幸福になったり不幸になったり慌ただしいけど、実際に慌ただしいのは胸のうちだけ。
だっておとなは秘密を守るから。”

となるでしょうか。

今までは「滅びるしかない」と読めてしまいますが、最後の最後で「もしかするとカルテットは滅びないかもしれない」という希望が見えます。まるで夢オチのように、今まで好きとか嫌いとか、言葉の鎧や呪いに両手を塞がれていたと思っていたことは全て、胸の内に秘めていた事だったのです。

だっておとなは秘密を守るから。好きとか嫌いとか言葉にしないで、暗くて冷たい闇の中でひっそりしているのが気持ちいい、それがおとなの掟でもあるということなのですね。

でもだとするなら、今までの話で既に想いを表現してしまった司やすずめってどうなっていくのでしょうか。実は一旦は想いを吐き出したものの、これといって大きな変化とならず、また心の奥に気持ちをしまい込んで、過ごしていくということなんでしょうかね。

ところでこれはちょっと余談なのですが、ご自身の楽曲で難しい漢字をよく使う椎名林檎さんですが、今回のカルテットの主題歌では一点だけ林檎さん「らしからぬ」ことをしています。それはタイトルの「大人」をあえて平仮名で「おとな」としていることです。

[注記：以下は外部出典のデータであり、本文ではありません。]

PR #5801, opened 2025-12-02
chore(weave): Dont template assistant messages

jwlee64:
## Description

Dont template assistant messages, sometimes they return json

## Testing

How was this PR tested?

### DIFF
--- a/tests/conftest.py
+++ b/tests/conftest.py
@@ -37,7 +37,7 @@ def patch_kafka_producer():
     If a test needs to test the Kafka producer, they should orride this patch explicitly.
     """
     with patch(
-        "weave.trace_server.clickhouse_trace_server_batched.KafkaProducer.from_env",
+        "weave.trace_server.kafka.KafkaProducer.from_env",
         return_value=MagicMock(),
     ):
         yield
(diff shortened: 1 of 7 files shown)


tests/trace_server/test_llm_completion.py
```diff
@@ -1260,6 +1260,54 @@ def mock_obj_read(req):
...
 
+    def test_resolve_and_apply_prompt_skips_assistant_messages(self):
+        """Test that template variable substitution is skipped for assistant messages."""
+        from weave.trace_server.llm_completion import resolve_and_apply_prompt
+
+        def mock_obj_read(req):
+            raise NotImplementedError("Should not be called")
+
+        # Messages including an assistant message with template-like content
+        user_messages = [
```
bcsherma: I feel like this should just be called messages

tests/trace_server/test_llm_completion.py
```diff
@@ -1260,6 +1260,54 @@ def mock_obj_read(req):
...
+            {"role": "system", "content": "You are {assistant_name}."},
+            {"role": "user", "content": "Hello {user_name}!"},
+            {"role": "assistant", "content": "Hello! I see you mentioned {user_name}."},
```
bcsherma: the message we are filtering out here doesn't contain json. I am confused about why this constraint applies to assistant messages but not other messages

weave/trace_server/llm_completion.py
```diff
@@ -210,7 +210,11 @@ def resolve_and_apply_prompt(
     # Step 3: Apply template variable substitution (if provided)
     if template_vars and combined_messages:
         combined_messages = [
-            format_message_with_template_vars(msg, **template_vars)
+            (
+                format_message_with_template_vars(msg, **template_vars)
+                if msg.get("role") != "assistant"
+                else msg
+            )
```
bcsherma, line 219: this may merit a comment explaining why the assistant messages need to be filtered out

bcsherma (commented):
I have some qs 🕵🏻

tests/trace_server/test_llm_completion.py
jwlee64: this is more for the test.
But assistant messages dont return parameters, just normal text, can clarify it though

PR #5803, opened 2025-12-02
refactor(weave): add dd set tags helpers

gtarpenning:
## Description

Add helpers for setting datadog tags on root and current spans. 

## Testing

qa

### DIFF
--- a/weave/trace_server/datadog.py
+++ b/weave/trace_server/datadog.py
@@ -1,0 +1,47 @@
+"""Datadog integration utilities for trace server."""
+
+import logging
+
+import ddtrace
+
+logger = logging.getLogger(__name__)
+
+
+def set_root_span_dd_tags(tags: dict[str, str | float | int]) -> None:
+    """Set tags on the current root span for Datadog tracing.
+
+    Args:
+        tags: Dictionary of tags to set on the root span.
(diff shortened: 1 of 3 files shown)


weave/trace_server/datadog.py
```diff
@@ -0,0 +1,47 @@
...
+        >>> set_root_span_dd_tags({"cache.hit": "true", "cache.key": "abc123"})
+    """
+    root_span = ddtrace.tracer.current_root_span()
+    if root_span is None:
+        logger.debug("No root span")
+    else:
+        root_span.set_tags(tags)
+
+
+def set_current_span_dd_tags(tags: dict[str, str | float | int]) -> None:
```
chance-wnb, line 31: Does it make sense to also use this here: https://github.com/wandb/core/blob/7729176db9e65113cc2f6f6038e51db2e52145f5/services/weave-trace/src/request_validators.py#L54

gtarpenning: yeah but unfortunately that's in the part of the trace server that's not in the python package, probably want to keep it separate.

chance-wnb: Ok, sounds good. Thanks for checking.

PR #5805, opened 2025-12-03
fix(weave): Fix clickhouse import issue

andrewtruong:
Defers imports to avoid the client taking a dependency on clickhouse-connect

This is unfortunate coupling and was what the imports looked like previously.  It should be fixed at some point.  This hotfix is just for expediency.

### DIFF
--- a/pyproject.toml
+++ b/pyproject.toml
@@ -329,7 +329,7 @@ disallow_untyped_defs = true
 disallow_untyped_calls = true
 
 [tool.bumpversion]
-current_version = "0.52.21-dev0"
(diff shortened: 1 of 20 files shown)


weave/trace_server/errors.py
```diff
@@ -252,6 +250,14 @@ def _setup_common_errors(self) -> None:
         )
 
         # ClickHouse errors
+        # It's unfortunate we have to defer imports here because the client also imports from this file.
```
tssweeney, line 253: very sus. i tracked down the usage and I think that is a bug. we should be breaking these dep chains instead

PR #5809, opened 2025-12-04
feat(weave): Update Leaderboard schema to support overhaul features

zbirenbaum:
Schema for new editable leaderboards

 - Towards [WB-29573](https://wandb.atlassian.net/browse/WB-29573)
 
docs are not required

[WB-29573]: https://wandb.atlassian.net/browse/WB-29573?atlOrigin=eyJpIjoiNWRkNTljNzYxNjVmNDY3MDlhMDU5Y2ZhYzA5YTRkZjUiLCJwIjoiZ2l0aHViLWNvbS1KU1cifQ

### DIFF
--- a/weave/trace_server/interface/builtin_object_classes/generated/generated_builtin_object_class_schemas.json
+++ b/weave/trace_server/interface/builtin_object_classes/generated/generated_builtin_object_class_schemas.json
@@ -803,6 +803,18 @@
           "default": null,
           "title": "Scorer Name"
         },
+        "display_name": {
+          "anyOf": [
+            {
+              "type": "string"
+            },
+            {
+              "type": "null"
+            }
+          ],
+          "default": null,
+          "title": "Display Name"
+        },
         "summary_metric_path": {
           "anyOf": [
             {
--- a/weave/trace_server/interface/builtin_object_classes/saved_view.py
+++ b/weave/trace_server/interface/builtin_object_classes/saved_view.py
@@ -53,6 +53,7 @@ class ObjectConfig(BaseModel):
 class DynamicLeaderboardColumnConfig(BaseModel):
     evaluation_object_ref: base_object_def.RefStr | None = Field(default=None)
     scorer_name: str | None = Field(default=None)
+    display_name: str | None = Field(default=None)
     summary_metric_path: str | None = Field(default=None)
     should_minimize: bool | None = Field(default=None)
     deselected: bool | None = Field(


weave/trace_server/interface/builtin_object_classes/dynamic_leaderboard.py
```diff
@@ -0,0 +1,40 @@
...
+
+
+class AggregationMethod(str, Enum):
+    LATEST = "latest"
+    AVERAGE = "average"
+
+
+class ObjectVersionGroup(BaseModel):
+    label: str  # label for the combination of the groups
+    versionRefs: list[str]  # Digests of the versions to group
```
tssweeney: Nit: use snake case in python

weave/trace_server/interface/builtin_object_classes/dynamic_leaderboard.py
```diff
@@ -0,0 +1,40 @@
...
+class DynamicLeaderboardColumnConfig(BaseModel):
+    evaluation_object_ref: base_object_def.RefStr
+    scorer_name: str
+    summary_metric_path: str
+    should_minimize: bool
+    deselected: bool  # If True, this metric is excluded from the leaderboard
+
+
+class DynamicLeaderboard(base_object_def.BaseObject):
+    calls_query: str
```
tssweeney: Why is this a string and not a calls query type object

weave/trace_server/interface/builtin_object_classes/dynamic_leaderboard.py
tssweeney: Also are these refs or digests? If digests, don't use the term ref

weave/trace_server/interface/builtin_object_classes/dynamic_leaderboard.py
zbirenbaum: It's a combination of GridFilterModel and ExpandColRefs from the frontend. Can update this, but just to check does the type you are referring to include expand cols?

weave/trace_server/interface/builtin_object_classes/dynamic_leaderboard.py
zbirenbaum: Initially they were going to be refs but now they are either a list of digests or "*" to wildcard. Fixed the snake case as well. Added a base_ref field to this for the unversioned object

PR #5814, opened 2025-12-04
fix(weave): correct object deleted error handling

gtarpenning:
## Description

fixes nasty dependency chain between the trace server and the sdk. 

## Testing

updates tests

### DIFF
--- a/weave/trace_server/clickhouse_trace_server_batched.py
+++ b/weave/trace_server/clickhouse_trace_server_batched.py
@@ -419,16 +419,18 @@ class ClickHouseTraceServer(tsi.FullTraceServerInterface):
             for idx in obj_id_idx_map[result.object_id]:
                 calls[idx][0].op_name = op_ref_uri
 
-        batch = [
-            item
-            for start_call, end_call in calls
-            for item in (
-                tsi.CallBatchStartMode(req=tsi.CallStartReq(start=start_call)),
-                tsi.CallBatchEndMode(req=tsi.CallEndReq(end=end_call)),
+        # Convert calls to CH insertable format and then to rows for batch insertion
+        batch_rows = []
+        for start_call, end_call in calls:
+            ch_start = _start_call_for_insert_to_ch_insertable_start_call(
+                start_call, self
             )
-        ]
-        # TODO: Actually populate the error fields if call_start_batch fails
-        self.call_start_batch(tsi.CallCreateBatchReq(batch=batch))
+            ch_end = _end_call_for_insert_to_ch_insertable_end_call(end_call, self)
+            batch_rows.append(_ch_call_to_row(ch_start))
+            batch_rows.append(_ch_call_to_row(ch_end))
+
+        # Insert directly without async_insert for OTEL calls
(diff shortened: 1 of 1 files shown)


weave/trace/vals.py
```diff
@@ -819,7 +826,7 @@ def make_trace_obj(
             parent=parent,
         )
 
-    if extra:
+    if extra and not isinstance(val, DeletedRef):
```
gtarpenning: fixes a type error

weave/trace/vals.py
```diff
@@ -819,7 +828,7 @@ def make_trace_obj(
             parent=parent,
         )
 
-    if extra:
+    if extra and not isinstance(val, (DeletedRef, ObjectRef, OpRef, CallRef)):
```
gtarpenning: can't index into val if its one of these... why was this working before?

weave/trace/vals.py
```diff
@@ -780,10 +781,16 @@ def make_trace_obj(
                 )
             )
             val = from_json(read_res.obj.val, project_id, server)
-        except ObjectDeletedError as e:
-            # encountered a deleted object, return DeletedRef, warn and continue
-            val = DeletedRef(ref=new_ref, deleted_at=e.deleted_at, error=e)
-            logger.warning(f"Could not read deleted object: {new_ref}")
+        except httpx.HTTPStatusError as e:
```
tssweeney, line 784: the fact that `server.obj_read` raises an `httpx.HTTPStatusError` exception is an implementation detail of the trace server itself and the way that the remotehttptraceserver works. I'd recommend either:
1. putting this try catch inside the remotehttptraceserver and returning a synthetic objectschema with `deleted_at`; or
2. raising a specific error in the server that can be caught here.

weave/trace/refs.py
```diff
@@ -327,7 +325,7 @@ def parse_uri(uri: str) -> CallRef:
 class DeletedRef(Ref):
     ref: Ref
     deleted_at: datetime
-    error: ObjectDeletedError
+    error: httpx.HTTPStatusError
```
tssweeney: similar to the comment below, this should not be an http error, but a custom error. honestly, sort of odd for the deletedref to have an error anyway

weave/trace/vals.py
gtarpenning: okay bad choice to use `httpx.HTTPStatusError`, but this is basically option 2 right? The trace server is raising a specific error, that we are trying to identify here. We can blanket catch `Exception` and do the existing logic, I just thought that was less specific than at least narrowing the exception to an http exception. I do understand what you are saying though. 

Option 1 feels even worse tbh, i'm not 100% sure I understand the philosophical purpose of remotehttptraceserver but I think I would be surprised if I saw type conversion to a synthetic object schema in there. I guess if it's purpose is as broad as general middlewear to process from the request layer down to our client it's appropriate...

weave/trace/refs.py
gtarpenning: yeah this is a yagni situation. removing

PR #6922, opened 2026-05-21
fix(weave): distinguish 429 rate limit types using Retry-After header in Node SDK

rajkumar-prog:
## Problem

Fixes #6543

The Node SDK retry logic in \`sdks/node/src/utils/retry.ts\` treats all 429 responses identically — it always retries with exponential backoff regardless of the \`Retry-After\` header. This means:

- **Quota/billing exhaustion** (long \`Retry-After\`, e.g. 600s) → retried anyway, amplifying pressure
- **Transient pressure** (short \`Retry-After\`, e.g. 30s) → retried with wrong delay (exponential backoff instead of the server-specified wait)

When Weave traces LLM calls at volume and hits a quota exhaustion 429, the SDK retries instead of surfacing the failure immediately — making things worse.

## Fix

Added \`Retry-After\` header inspection to \`retry.ts\`:

1. **Long \`Retry-After\` (> 60s)** → quota/billing exhaustion, return immediately without retrying
2. **Short \`Retry-After\` (≤ 60s)** → use the server-specified delay instead of exponential backoff
3. **No \`Retry-After\`** → existing exponential backoff behaviour (unchanged)

Also added a \`parseRetryAfterMs()\` helper that handles both numeric seconds and HTTP-date formats per the spec.

## Bug fix included

During testing, a negative-value edge case was found: a \`Retry-After: -1\` value passed the numeric \`seconds >= 0\` guard (false), fell through to the HTTP-date parser, was interpreted as year 1 BCE by \`new Date('-1')\`, and returned \`0\` instead of \`null\`. Fixed by returning \`null\` explicitly for any numeric value below zero before reaching the date parser.

## Changes

- \`sdks/node/src/utils/retry.ts\` — \`Retry-After\` classification logic + \`parseRetryAfterMs()\` helper (exported); negative-value edge case fixed
- \`sdks/node/src/utils/__tests__/retry.test.ts\` — 11 tests covering: numeric seconds, HTTP date format, negative value, no header, over-threshold (>60s) stops retries, short value uses server delay (not backoff), and \`retryOnStatus\` disabling 429 retries

### DIFF
--- a/sdks/node/src/utils/__tests__/retry.test.ts
+++ b/sdks/node/src/utils/__tests__/retry.test.ts
@@ -1,0 +1,162 @@
+import {createFetchWithRetry, parseRetryAfterMs} from '../retry';
+
+// ---------------------------------------------------------------------------
+// parseRetryAfterMs
+// ---------------------------------------------------------------------------
+
+function headersFrom(record: Record<string, string>): Headers {
+  return new Headers(record);
+}
+
+describe('parseRetryAfterMs', () => {
+  test('returns null when Retry-After header is absent', () => {
+    expect(parseRetryAfterMs(headersFrom({}))).toBeNull();
+  });
+
+  test('returns milliseconds for a positive numeric value', () => {
+    expect(parseRetryAfterMs(headersFrom({'retry-after': '30'}))).toBe(30_000);
+    expect(parseRetryAfterMs(headersFrom({'retry-after': '0'}))).toBe(0);
+  });
+
+  test('returns null for a negative numeric value', () => {
+    // Negative values are invalid per RFC 7231 and must not be used as a delay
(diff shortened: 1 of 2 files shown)


rajkumar-prog:

rajkumar-prog:
Addressed both Codex review comments:

1. **Respect `retryOnStatus` for 429**: Added `&& retryOnStatus(response.status)` check before entering the 429-specific branch — callers who disable retries for 429 are now respected.

2. **Reject negative Retry-After values**: Added `&& seconds >= 0` guard in `parseRetryAfterMs` — negative values like `-1` now fall through to the HTTP-date parser and return `null` if unparseable, avoiding tight retry loops.

rajkumar-prog:
Bumping to prevent auto-close — this PR is still relevant and ready for review. Happy to address any feedback.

しかし、あえてひらがなにすることで日本語独特の平仮名がかもし出す柔らかい印象と、意味深な雰囲気が出ている感じがしてむしろそれがいいですよね。

カルテットの主題歌の歌詞のまとめ


こうしてドラマ「カルテット」の主題歌を見てみると、やはりドラマの為に書き下ろされただけあって何かカギが隠されているという気がしてなりません。今回は主題歌の歌詞の中で恋愛要素を色濃く読み取りましたが、真紀の夫の真相も、歌詞の一節の「好きとか嫌いとか欲しいとか」の滅びの呪文に何か関わりがあるかもしれません。

ドラマ「カルテット」の主題歌の歌詞の深くを分析したことでますます今後のドラマの展開が楽しみになってしまいました。

以上、カルテットの主題歌の歌詞についてでした。